### Records supplied
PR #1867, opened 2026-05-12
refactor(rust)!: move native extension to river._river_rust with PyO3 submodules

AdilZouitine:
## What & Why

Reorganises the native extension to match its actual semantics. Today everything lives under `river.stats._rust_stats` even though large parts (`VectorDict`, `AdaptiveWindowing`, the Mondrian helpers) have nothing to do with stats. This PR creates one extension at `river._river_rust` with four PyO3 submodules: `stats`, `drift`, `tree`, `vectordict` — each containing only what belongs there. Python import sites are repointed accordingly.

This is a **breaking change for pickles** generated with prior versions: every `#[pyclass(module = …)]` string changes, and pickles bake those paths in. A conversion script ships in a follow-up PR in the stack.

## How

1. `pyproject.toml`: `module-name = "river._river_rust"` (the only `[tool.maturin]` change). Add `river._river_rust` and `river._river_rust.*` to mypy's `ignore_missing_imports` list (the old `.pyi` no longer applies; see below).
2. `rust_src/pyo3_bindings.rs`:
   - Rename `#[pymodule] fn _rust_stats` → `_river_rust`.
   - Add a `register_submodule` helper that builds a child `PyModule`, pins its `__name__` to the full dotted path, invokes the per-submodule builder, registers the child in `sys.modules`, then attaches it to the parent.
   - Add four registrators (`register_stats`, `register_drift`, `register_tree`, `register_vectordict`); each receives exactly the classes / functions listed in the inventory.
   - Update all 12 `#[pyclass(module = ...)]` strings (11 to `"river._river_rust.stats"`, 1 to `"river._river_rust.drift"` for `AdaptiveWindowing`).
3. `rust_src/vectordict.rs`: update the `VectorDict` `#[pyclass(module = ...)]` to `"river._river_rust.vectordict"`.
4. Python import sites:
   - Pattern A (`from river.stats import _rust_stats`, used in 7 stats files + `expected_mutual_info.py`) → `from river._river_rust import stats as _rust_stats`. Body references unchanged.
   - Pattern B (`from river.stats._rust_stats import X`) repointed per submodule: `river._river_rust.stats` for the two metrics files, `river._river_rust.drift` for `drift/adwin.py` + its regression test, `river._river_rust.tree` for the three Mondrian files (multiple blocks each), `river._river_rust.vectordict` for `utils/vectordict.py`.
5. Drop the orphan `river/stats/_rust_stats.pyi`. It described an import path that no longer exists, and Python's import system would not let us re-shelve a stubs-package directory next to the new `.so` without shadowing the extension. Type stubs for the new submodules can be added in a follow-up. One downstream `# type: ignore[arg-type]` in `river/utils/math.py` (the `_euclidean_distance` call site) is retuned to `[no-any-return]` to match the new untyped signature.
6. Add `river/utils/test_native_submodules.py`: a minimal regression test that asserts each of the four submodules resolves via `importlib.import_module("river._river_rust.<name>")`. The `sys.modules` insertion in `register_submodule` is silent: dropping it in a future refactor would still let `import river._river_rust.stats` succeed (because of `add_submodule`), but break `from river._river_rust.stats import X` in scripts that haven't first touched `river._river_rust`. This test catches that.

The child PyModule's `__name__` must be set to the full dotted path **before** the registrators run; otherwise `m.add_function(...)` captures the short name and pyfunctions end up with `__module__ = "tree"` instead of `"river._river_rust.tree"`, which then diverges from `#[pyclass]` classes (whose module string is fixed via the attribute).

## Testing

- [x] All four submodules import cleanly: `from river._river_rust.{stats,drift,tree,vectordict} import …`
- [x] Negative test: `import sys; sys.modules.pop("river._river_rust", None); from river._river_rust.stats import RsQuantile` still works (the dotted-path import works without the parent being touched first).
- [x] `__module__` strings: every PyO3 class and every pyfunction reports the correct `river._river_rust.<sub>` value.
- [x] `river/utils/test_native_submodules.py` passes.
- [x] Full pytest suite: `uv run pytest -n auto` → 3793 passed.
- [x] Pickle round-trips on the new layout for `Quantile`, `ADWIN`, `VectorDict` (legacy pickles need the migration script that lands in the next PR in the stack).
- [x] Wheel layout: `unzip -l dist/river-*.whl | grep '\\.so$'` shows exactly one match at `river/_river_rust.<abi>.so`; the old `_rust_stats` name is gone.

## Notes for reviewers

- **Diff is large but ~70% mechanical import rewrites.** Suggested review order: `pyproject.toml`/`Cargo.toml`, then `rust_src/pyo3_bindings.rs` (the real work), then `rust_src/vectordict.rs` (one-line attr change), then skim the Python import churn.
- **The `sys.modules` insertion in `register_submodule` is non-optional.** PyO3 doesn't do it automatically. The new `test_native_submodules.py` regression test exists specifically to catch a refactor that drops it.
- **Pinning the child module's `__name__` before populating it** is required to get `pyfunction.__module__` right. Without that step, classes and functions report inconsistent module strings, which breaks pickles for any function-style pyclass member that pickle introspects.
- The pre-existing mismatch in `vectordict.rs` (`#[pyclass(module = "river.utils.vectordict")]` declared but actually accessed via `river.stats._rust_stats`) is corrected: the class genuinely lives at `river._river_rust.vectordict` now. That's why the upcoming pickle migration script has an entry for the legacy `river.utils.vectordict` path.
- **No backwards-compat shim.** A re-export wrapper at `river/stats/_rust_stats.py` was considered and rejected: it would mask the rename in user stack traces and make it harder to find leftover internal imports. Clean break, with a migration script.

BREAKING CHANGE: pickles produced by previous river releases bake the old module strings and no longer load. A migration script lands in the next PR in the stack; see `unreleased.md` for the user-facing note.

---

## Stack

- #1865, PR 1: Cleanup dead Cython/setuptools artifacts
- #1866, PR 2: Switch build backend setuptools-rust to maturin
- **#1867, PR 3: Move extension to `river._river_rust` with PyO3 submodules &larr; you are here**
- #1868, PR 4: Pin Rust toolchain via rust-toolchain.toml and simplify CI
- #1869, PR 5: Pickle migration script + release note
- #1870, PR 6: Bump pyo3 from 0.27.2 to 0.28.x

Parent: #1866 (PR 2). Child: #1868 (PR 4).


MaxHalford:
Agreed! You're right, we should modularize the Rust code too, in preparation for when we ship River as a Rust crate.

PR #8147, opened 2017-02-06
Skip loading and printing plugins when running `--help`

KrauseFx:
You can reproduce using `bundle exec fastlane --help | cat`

### To do
Within the listing above, each line containing "sites" is counted once; report the total and nothing else.

### Response below
2